### WHAT YOU WILL DO
For the records that follow, return only the count of lines containing the string "coreDataChanged".

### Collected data
--------------------------------

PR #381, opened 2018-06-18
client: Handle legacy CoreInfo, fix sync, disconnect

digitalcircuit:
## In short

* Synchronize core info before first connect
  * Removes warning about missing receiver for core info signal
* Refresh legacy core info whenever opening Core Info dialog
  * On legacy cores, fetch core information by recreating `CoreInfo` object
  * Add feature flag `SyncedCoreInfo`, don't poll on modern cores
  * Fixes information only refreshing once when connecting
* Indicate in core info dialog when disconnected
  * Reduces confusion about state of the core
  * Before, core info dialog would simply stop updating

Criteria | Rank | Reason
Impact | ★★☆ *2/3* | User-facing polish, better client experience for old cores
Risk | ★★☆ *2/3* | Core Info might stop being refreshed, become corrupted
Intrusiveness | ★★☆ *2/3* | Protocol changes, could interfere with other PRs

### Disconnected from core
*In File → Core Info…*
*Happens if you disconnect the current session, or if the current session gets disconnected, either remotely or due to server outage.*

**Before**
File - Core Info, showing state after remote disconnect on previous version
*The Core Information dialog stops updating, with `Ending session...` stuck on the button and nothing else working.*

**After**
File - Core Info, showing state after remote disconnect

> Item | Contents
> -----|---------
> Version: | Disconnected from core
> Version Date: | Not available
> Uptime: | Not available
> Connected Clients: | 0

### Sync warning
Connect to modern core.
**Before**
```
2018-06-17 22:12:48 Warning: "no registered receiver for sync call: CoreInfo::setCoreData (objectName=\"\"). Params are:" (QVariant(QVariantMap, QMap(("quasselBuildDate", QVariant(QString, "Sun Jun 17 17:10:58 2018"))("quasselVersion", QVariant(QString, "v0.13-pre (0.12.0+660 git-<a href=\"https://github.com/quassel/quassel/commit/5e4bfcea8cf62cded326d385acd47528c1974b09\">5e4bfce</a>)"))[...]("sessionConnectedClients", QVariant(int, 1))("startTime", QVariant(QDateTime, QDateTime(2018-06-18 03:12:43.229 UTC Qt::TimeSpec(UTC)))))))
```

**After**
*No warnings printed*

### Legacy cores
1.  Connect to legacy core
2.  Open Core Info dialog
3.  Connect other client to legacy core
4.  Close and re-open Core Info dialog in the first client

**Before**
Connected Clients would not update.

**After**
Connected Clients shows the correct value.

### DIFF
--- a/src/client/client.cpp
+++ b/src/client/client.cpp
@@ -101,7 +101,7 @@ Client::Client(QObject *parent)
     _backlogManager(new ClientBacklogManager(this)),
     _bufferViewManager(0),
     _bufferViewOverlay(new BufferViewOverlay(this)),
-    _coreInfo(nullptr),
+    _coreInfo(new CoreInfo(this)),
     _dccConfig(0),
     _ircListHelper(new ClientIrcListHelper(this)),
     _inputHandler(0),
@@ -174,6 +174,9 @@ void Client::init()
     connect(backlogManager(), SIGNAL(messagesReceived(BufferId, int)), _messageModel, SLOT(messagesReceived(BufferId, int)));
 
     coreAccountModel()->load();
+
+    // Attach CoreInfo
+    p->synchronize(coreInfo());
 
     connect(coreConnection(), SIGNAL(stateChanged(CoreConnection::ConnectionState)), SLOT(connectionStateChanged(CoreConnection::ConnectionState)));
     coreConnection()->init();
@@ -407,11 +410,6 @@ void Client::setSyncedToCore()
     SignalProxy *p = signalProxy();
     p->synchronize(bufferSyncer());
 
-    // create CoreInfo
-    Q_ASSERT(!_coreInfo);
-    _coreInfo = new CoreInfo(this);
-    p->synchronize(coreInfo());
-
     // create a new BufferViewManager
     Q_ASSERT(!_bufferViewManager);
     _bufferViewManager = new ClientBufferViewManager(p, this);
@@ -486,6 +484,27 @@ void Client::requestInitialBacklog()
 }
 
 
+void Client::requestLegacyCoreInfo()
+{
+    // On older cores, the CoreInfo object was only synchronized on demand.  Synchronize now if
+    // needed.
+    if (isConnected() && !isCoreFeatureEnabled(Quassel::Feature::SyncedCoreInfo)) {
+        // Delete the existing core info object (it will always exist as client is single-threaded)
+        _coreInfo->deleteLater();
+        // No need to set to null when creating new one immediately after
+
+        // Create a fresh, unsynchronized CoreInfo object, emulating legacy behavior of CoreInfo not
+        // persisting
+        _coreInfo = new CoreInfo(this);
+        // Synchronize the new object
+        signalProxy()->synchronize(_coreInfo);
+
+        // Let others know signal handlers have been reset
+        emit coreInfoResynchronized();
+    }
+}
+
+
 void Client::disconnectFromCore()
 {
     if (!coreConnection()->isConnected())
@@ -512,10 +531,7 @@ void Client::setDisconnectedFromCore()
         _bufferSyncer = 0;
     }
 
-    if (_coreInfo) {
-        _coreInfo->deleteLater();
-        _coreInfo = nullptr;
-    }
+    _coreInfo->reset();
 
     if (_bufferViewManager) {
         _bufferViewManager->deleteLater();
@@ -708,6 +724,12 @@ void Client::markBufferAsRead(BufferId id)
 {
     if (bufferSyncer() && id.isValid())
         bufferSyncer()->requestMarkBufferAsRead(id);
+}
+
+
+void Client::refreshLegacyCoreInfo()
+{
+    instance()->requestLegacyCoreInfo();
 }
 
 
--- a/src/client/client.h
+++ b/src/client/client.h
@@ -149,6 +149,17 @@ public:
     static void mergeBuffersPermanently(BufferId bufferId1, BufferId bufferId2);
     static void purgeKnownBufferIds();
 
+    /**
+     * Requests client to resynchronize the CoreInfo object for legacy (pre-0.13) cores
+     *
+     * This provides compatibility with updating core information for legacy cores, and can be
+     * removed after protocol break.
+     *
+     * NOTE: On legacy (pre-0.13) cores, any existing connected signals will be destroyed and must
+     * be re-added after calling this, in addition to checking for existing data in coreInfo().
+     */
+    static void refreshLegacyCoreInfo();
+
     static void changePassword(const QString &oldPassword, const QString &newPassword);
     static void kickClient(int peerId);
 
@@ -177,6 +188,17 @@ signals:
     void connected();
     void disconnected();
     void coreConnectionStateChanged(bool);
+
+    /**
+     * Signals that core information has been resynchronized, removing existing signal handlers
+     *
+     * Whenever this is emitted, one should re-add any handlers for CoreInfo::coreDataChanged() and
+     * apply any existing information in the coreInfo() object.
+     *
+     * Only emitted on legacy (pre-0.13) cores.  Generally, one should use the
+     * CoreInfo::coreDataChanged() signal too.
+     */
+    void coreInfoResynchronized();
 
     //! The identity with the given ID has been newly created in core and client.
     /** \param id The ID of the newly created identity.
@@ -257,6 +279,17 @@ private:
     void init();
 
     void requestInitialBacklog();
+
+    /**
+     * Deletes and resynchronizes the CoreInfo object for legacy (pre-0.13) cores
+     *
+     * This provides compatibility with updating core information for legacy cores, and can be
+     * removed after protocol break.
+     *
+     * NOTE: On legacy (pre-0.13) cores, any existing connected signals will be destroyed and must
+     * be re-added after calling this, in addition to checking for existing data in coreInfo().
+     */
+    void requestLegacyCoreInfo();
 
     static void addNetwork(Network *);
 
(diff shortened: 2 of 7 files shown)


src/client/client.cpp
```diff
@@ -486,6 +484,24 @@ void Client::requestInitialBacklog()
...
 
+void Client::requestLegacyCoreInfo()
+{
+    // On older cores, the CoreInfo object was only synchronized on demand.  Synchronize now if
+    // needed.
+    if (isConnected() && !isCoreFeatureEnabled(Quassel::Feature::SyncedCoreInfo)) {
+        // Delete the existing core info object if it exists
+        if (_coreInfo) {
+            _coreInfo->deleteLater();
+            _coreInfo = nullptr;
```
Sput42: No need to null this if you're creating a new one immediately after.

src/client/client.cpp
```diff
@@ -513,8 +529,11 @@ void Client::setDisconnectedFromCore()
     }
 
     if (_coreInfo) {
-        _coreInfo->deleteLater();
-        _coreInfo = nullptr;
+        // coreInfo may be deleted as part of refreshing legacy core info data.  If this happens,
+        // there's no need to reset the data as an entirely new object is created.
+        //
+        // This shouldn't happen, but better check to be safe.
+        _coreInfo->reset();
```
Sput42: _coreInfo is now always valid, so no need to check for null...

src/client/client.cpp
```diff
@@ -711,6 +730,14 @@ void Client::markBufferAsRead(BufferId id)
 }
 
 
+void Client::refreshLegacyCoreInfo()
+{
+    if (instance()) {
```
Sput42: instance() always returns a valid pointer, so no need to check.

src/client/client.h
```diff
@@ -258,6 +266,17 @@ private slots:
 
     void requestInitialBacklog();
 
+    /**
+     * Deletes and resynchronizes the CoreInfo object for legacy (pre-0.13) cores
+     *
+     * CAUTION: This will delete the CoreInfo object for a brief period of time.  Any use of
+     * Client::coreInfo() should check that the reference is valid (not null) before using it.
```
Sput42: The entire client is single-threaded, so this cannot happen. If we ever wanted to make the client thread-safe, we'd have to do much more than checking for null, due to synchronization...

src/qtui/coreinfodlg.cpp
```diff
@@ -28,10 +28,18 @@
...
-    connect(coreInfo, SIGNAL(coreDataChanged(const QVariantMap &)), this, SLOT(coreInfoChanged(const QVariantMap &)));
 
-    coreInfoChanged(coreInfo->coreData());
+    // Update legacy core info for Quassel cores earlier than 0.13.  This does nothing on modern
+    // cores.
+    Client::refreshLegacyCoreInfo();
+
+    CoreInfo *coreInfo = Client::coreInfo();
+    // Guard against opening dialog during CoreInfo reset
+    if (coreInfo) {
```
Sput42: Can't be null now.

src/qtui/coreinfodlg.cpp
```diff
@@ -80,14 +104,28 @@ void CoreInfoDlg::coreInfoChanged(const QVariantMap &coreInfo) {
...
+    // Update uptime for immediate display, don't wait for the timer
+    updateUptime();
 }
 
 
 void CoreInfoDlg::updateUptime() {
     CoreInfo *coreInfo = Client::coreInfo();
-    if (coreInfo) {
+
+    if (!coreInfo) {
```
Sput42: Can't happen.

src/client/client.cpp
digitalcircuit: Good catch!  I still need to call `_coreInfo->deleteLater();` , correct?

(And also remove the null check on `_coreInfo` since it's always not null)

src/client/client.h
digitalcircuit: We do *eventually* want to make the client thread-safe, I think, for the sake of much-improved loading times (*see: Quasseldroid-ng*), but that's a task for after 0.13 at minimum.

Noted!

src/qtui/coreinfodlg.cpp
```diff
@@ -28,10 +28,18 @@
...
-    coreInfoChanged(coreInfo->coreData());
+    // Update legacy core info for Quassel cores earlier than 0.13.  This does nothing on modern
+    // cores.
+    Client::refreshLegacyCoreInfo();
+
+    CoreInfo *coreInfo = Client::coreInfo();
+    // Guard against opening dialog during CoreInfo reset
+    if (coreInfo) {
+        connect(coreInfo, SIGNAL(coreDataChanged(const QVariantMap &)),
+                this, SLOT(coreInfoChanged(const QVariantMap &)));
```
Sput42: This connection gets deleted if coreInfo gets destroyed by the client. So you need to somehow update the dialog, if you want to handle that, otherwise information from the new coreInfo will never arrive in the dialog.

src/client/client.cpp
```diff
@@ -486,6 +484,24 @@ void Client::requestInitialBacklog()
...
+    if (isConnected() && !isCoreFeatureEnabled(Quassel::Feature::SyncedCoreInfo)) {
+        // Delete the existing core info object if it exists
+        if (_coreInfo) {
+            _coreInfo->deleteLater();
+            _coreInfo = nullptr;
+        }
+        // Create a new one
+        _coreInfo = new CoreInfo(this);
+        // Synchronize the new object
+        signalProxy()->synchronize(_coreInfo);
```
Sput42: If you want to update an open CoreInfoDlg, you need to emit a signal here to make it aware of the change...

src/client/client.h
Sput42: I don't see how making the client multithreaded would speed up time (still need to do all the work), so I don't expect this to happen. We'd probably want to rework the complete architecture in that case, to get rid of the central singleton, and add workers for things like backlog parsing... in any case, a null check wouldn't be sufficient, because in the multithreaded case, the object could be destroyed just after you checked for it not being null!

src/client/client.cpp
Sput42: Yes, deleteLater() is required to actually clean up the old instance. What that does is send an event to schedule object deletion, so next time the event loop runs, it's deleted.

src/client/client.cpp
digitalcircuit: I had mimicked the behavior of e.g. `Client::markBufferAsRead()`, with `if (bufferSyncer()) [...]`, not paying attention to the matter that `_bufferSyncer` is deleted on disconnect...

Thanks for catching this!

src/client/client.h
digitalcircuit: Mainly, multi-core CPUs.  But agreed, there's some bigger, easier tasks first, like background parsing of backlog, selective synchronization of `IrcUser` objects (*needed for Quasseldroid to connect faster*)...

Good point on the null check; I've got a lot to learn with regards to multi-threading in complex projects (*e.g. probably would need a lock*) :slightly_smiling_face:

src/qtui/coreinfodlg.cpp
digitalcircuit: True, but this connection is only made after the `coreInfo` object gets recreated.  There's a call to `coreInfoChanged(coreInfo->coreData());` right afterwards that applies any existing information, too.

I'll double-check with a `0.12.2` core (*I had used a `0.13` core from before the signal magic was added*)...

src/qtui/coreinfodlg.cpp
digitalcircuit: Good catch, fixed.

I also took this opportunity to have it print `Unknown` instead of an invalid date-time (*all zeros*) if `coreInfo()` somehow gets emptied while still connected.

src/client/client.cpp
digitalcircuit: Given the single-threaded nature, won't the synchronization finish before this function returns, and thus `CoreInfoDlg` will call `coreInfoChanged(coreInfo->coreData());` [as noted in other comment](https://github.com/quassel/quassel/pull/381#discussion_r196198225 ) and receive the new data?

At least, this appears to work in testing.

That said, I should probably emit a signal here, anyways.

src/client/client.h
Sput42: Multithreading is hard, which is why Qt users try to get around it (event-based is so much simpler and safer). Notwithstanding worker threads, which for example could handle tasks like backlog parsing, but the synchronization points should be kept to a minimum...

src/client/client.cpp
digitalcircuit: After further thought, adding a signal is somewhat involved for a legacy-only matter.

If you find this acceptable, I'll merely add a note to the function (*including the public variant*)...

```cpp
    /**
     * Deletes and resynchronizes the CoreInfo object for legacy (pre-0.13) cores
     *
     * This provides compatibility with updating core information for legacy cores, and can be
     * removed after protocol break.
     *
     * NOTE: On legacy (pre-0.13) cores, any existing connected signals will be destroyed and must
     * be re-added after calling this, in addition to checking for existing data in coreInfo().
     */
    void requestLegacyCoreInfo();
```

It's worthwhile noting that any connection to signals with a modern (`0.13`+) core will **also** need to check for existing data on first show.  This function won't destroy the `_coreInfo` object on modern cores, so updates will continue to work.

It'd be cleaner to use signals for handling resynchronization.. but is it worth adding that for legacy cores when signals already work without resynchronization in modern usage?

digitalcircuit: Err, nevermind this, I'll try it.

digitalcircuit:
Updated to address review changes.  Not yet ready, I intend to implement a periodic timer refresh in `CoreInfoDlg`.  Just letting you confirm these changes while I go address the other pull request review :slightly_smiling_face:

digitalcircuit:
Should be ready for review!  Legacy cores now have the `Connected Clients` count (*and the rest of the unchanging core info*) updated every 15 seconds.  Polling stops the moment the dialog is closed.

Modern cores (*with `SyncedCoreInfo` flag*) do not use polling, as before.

--------------------------------

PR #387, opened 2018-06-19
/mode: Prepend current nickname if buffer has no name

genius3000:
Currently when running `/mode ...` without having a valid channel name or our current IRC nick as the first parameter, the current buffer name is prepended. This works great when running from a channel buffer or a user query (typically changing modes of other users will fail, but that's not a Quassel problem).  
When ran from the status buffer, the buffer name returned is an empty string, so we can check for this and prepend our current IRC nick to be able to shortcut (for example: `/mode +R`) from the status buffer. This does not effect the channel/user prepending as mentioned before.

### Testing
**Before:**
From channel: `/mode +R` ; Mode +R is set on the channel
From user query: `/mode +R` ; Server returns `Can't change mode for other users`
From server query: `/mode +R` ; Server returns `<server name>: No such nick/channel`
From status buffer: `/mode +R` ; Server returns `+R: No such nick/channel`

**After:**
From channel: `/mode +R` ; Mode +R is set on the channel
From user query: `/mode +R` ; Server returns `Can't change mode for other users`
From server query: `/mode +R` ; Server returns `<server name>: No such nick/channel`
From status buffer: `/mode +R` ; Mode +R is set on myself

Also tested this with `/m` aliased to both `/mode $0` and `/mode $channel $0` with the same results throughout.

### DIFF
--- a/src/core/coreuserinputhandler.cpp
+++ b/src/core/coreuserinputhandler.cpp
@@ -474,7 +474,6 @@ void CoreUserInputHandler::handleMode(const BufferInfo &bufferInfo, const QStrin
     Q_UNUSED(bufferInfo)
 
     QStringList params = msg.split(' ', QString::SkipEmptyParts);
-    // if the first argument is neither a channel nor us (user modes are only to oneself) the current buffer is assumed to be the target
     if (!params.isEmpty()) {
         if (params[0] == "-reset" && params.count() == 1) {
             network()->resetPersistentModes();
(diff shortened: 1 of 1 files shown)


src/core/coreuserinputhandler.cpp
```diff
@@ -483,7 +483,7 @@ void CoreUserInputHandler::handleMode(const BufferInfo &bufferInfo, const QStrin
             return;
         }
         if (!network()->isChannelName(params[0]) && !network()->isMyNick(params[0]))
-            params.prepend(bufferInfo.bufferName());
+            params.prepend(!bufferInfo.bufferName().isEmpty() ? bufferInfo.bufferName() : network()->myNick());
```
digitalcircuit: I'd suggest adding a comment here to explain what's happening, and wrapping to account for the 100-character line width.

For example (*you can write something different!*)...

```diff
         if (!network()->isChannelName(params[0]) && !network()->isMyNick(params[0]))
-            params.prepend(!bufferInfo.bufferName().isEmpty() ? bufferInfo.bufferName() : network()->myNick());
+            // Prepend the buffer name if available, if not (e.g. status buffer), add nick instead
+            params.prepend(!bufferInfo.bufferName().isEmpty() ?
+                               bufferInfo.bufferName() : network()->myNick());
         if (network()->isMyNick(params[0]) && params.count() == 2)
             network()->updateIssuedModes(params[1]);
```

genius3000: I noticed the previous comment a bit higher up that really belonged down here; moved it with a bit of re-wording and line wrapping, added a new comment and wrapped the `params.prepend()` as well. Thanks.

--------------------------------

### RESULT BELOW
4